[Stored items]

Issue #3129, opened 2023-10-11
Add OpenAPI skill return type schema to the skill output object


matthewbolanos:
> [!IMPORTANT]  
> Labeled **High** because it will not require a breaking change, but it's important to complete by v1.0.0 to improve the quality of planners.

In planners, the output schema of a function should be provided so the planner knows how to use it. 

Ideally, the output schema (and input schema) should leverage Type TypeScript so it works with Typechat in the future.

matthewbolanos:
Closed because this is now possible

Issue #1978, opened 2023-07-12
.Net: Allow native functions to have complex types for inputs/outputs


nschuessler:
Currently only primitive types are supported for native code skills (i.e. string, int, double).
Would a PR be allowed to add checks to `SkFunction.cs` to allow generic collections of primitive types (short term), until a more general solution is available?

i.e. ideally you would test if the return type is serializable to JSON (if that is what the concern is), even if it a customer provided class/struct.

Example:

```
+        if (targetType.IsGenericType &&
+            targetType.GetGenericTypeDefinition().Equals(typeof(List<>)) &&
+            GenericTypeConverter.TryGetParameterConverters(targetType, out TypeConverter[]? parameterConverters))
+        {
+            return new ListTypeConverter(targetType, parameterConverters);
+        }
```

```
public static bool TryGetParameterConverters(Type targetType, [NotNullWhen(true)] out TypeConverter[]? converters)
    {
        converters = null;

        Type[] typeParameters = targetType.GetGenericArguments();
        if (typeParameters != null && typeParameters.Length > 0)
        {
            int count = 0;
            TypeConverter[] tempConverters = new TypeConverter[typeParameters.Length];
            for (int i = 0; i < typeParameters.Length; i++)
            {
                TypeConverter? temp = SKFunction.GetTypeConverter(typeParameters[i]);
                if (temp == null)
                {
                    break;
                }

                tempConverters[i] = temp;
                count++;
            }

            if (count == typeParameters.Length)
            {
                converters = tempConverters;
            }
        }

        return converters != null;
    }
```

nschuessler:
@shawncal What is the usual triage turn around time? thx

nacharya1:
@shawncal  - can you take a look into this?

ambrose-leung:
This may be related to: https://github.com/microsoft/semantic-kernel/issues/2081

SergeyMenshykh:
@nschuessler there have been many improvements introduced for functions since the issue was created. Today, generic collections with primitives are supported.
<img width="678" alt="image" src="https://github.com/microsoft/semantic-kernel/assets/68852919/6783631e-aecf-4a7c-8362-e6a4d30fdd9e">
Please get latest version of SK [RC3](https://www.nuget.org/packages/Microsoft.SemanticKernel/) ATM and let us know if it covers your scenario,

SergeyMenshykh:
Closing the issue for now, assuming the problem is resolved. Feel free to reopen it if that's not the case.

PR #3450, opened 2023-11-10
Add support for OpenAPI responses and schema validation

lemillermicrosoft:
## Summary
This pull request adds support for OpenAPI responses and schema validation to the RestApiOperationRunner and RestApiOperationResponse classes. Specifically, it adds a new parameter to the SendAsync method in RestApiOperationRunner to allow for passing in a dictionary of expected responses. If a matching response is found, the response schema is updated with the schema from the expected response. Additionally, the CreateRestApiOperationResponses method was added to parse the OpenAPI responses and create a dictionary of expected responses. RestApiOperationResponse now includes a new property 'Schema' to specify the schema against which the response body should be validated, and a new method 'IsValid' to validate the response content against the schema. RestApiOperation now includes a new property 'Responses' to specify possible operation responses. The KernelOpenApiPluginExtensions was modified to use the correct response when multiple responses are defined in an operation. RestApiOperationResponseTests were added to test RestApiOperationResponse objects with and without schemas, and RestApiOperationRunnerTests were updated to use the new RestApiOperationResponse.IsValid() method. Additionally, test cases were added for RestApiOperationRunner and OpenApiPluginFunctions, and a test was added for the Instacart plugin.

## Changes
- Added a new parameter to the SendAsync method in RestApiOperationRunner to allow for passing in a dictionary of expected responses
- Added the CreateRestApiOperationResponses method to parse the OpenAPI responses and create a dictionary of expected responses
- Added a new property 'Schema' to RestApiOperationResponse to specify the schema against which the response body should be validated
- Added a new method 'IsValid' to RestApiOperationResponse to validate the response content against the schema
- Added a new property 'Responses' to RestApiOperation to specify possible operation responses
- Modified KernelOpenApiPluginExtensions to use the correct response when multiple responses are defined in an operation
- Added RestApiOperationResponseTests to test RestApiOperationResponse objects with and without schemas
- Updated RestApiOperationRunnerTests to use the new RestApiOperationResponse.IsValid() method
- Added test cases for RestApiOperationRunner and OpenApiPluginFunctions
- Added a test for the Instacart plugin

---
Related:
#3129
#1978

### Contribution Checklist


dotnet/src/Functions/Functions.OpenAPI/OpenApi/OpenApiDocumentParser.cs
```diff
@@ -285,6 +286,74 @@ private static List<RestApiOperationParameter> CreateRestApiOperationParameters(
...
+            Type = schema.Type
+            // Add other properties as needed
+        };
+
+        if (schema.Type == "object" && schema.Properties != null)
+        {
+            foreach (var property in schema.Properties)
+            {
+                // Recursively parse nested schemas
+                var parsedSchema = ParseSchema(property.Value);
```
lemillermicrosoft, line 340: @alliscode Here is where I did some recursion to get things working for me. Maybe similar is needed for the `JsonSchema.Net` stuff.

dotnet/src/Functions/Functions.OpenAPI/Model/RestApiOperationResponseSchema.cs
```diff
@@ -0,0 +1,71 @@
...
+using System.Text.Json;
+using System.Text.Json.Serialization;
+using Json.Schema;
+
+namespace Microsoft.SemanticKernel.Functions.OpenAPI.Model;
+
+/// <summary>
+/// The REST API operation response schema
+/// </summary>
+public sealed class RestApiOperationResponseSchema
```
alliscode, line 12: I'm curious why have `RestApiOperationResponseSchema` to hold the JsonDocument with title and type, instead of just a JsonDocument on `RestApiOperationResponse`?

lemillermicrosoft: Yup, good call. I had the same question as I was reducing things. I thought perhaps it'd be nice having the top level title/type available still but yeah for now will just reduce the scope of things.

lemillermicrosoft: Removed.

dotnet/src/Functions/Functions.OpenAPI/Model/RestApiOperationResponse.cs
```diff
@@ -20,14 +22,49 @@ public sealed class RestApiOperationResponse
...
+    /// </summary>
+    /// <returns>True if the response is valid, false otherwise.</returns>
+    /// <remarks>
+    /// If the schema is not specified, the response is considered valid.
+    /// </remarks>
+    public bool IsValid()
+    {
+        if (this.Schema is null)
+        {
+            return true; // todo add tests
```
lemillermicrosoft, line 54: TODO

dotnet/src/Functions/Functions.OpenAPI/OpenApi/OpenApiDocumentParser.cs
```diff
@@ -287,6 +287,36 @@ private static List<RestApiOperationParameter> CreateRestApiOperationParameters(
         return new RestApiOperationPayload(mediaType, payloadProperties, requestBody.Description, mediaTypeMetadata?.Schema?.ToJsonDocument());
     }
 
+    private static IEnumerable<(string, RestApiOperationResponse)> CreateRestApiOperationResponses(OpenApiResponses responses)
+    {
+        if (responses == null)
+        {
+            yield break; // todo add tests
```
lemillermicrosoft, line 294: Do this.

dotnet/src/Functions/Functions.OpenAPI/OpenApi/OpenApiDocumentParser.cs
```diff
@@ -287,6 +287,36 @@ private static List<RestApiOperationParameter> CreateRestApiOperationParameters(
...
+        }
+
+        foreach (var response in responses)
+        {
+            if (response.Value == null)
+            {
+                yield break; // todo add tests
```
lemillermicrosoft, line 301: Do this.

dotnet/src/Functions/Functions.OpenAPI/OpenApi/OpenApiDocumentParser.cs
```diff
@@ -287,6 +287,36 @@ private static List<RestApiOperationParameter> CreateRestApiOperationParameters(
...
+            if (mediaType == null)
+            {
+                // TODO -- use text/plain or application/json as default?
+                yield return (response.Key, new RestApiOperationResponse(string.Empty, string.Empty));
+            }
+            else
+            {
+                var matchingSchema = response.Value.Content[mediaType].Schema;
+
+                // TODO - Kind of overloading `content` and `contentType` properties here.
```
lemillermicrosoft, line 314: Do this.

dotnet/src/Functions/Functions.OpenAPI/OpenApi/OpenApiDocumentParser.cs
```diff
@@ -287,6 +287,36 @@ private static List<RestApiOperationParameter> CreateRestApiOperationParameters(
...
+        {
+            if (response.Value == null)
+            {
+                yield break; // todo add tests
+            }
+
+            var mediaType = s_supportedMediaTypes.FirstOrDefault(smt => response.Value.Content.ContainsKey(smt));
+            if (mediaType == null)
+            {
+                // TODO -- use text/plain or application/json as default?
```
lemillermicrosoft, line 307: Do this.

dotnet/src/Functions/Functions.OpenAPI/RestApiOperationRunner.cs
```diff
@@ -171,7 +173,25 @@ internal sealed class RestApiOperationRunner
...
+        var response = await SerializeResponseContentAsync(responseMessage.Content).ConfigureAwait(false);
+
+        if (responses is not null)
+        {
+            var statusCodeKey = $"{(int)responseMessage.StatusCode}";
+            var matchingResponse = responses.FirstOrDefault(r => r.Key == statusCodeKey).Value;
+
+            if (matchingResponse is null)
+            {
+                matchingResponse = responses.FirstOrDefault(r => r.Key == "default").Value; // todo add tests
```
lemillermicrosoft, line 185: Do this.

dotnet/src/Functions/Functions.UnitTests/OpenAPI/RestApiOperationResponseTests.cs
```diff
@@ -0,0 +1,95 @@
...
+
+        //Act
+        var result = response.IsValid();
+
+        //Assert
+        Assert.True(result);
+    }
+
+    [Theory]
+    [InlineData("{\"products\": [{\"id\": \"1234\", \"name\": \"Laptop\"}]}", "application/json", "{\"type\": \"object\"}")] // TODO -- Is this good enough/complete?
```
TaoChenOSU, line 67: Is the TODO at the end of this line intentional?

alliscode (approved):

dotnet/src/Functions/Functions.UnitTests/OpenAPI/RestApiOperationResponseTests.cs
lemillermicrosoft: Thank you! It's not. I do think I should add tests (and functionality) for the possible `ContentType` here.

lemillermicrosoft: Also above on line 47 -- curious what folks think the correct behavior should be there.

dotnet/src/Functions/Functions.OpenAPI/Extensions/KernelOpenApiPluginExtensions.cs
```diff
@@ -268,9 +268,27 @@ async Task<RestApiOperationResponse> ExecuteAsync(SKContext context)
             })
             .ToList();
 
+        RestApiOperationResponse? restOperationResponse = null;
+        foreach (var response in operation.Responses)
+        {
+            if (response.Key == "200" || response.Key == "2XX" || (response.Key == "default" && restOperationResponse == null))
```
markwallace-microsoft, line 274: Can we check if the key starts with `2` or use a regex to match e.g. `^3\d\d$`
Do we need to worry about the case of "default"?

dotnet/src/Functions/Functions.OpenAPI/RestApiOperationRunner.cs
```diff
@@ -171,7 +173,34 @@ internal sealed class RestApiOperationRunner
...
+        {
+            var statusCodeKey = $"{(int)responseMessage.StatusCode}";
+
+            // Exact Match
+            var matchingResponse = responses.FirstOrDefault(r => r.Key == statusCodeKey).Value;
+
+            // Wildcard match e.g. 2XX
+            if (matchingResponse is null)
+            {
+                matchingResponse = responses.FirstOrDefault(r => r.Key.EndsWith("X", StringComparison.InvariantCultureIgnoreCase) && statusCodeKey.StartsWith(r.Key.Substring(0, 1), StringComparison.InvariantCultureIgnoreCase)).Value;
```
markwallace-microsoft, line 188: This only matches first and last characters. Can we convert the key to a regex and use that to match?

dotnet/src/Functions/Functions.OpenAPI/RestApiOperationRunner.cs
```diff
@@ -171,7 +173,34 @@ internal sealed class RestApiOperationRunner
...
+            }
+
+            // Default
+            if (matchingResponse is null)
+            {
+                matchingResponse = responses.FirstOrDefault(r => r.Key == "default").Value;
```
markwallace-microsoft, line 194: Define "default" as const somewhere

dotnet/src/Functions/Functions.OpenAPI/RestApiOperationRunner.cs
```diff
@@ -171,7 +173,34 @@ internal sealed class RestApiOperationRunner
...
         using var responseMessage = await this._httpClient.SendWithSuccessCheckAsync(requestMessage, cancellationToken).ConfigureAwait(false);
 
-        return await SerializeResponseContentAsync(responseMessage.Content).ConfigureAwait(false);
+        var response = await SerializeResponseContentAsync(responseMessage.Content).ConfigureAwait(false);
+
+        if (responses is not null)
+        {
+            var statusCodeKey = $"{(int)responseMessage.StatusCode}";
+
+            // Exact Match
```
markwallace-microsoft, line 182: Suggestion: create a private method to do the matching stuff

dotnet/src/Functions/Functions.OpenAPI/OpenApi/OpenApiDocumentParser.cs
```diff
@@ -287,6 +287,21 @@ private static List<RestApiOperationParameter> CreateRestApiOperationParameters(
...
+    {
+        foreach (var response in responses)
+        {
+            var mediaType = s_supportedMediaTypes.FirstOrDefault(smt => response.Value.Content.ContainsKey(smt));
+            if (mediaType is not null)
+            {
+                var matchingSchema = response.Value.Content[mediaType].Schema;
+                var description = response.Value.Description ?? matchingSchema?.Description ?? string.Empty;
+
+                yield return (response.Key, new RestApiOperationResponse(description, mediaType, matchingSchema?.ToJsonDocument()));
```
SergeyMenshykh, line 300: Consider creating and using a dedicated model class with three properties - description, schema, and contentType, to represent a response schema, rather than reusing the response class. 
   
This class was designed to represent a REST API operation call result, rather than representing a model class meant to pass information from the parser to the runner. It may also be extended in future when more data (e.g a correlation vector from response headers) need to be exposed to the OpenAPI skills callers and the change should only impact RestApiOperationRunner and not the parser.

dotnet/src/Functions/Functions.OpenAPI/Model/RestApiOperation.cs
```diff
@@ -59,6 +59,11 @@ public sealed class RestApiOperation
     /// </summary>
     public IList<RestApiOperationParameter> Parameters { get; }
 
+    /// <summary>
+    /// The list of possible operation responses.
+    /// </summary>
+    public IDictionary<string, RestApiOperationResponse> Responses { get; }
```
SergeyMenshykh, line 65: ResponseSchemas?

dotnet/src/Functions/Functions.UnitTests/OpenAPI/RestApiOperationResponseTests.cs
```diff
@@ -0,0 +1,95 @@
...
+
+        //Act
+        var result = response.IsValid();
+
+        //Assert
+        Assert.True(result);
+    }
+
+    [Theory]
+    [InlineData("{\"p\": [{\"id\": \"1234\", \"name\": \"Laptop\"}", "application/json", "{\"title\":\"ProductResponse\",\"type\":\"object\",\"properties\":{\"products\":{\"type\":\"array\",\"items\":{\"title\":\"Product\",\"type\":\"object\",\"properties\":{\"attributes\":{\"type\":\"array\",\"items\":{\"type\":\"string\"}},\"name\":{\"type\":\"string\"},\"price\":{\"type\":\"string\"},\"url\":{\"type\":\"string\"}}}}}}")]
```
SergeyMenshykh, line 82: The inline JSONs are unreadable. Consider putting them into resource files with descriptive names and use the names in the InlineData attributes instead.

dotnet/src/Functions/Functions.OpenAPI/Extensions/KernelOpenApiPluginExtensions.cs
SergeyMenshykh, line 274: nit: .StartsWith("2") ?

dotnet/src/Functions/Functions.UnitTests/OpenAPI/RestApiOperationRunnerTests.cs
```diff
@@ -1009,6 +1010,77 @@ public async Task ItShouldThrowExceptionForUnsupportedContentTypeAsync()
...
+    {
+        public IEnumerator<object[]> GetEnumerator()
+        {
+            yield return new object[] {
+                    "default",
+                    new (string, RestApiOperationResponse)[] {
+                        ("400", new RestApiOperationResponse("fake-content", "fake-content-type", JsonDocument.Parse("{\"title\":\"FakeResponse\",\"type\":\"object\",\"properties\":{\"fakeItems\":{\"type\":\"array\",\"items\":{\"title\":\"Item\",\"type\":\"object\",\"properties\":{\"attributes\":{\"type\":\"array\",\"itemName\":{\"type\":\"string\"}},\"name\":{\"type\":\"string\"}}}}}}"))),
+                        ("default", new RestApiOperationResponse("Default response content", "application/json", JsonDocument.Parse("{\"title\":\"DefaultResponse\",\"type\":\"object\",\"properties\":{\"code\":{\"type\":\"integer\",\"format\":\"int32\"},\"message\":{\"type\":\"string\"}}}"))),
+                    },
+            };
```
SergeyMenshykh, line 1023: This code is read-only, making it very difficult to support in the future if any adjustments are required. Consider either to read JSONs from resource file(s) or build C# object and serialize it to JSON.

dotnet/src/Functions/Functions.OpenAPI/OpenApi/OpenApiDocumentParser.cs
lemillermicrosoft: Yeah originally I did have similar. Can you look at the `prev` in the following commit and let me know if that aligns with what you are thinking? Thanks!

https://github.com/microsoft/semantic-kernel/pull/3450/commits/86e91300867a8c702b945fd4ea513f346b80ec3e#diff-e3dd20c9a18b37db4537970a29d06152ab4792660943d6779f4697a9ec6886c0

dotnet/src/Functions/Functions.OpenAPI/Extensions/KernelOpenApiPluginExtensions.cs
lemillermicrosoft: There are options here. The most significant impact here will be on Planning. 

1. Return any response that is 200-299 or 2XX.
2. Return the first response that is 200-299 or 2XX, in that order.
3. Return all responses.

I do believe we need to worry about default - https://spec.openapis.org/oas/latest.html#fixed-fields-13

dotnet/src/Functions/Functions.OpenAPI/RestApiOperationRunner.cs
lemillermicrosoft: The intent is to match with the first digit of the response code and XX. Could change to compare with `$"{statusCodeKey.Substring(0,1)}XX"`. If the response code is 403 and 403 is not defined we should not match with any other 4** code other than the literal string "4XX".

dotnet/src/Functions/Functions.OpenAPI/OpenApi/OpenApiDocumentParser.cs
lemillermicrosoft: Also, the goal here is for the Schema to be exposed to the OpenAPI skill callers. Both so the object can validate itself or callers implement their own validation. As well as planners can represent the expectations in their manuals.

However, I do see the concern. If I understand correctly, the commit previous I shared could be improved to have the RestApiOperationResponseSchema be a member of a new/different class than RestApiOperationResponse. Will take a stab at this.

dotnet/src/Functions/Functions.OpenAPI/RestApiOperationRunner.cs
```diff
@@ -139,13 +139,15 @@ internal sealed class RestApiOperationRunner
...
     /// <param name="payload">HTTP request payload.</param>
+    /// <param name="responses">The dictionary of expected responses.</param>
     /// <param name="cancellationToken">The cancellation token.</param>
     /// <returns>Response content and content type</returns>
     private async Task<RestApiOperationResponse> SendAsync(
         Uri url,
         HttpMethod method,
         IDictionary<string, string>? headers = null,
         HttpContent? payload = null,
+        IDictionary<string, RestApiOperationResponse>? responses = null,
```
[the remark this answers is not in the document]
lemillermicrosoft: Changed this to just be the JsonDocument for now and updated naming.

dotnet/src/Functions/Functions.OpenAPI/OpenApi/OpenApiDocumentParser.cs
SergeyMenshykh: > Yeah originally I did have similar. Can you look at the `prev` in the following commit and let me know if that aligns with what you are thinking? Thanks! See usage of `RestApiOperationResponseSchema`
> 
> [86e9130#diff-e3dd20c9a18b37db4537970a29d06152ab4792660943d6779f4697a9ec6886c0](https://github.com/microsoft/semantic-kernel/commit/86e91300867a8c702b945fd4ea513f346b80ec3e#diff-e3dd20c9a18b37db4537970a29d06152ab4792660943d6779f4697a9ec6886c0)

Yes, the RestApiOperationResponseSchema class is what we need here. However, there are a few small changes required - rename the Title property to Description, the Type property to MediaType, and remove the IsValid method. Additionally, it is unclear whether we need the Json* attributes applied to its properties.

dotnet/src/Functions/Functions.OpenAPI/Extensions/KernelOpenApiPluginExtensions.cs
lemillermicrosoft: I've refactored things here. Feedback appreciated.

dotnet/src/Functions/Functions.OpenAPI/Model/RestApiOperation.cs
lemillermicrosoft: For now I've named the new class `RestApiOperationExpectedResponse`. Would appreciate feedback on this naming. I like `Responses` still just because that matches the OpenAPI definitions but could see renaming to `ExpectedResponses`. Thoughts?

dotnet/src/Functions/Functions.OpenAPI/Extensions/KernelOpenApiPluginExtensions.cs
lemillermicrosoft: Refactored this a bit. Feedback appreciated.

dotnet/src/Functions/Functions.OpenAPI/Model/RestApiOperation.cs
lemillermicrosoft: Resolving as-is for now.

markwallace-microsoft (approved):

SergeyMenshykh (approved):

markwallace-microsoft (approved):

* * *

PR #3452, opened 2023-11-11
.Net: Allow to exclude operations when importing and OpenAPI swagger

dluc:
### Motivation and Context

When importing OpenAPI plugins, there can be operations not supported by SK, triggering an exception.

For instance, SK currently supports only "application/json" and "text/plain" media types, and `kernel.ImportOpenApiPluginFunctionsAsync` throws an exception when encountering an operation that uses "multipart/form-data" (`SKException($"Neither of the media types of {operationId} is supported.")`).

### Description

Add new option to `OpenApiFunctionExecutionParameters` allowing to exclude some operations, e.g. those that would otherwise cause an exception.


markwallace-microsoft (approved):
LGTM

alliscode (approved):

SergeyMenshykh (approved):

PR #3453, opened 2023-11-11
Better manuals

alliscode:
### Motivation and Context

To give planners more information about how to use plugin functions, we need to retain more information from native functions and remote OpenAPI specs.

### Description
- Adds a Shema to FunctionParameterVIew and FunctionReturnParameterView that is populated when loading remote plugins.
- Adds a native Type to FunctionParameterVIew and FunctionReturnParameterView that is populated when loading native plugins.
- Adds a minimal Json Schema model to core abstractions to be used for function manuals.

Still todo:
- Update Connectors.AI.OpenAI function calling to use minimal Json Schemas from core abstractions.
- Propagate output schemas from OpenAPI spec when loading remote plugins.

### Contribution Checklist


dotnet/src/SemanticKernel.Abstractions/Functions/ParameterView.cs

_EXERCISE REQUIREMENTS_
From the records above, copy each line where the word "take" can be found.

_SOLUTION FOR THIS PROBLEM_
@shawncal  - can you take a look into this?
However, I do see the concern. If I understand correctly, the commit previous I shared could be improved to have the RestApiOperationResponseSchema be a member of a new/different class than RestApiOperationResponse. Will take a stab at this.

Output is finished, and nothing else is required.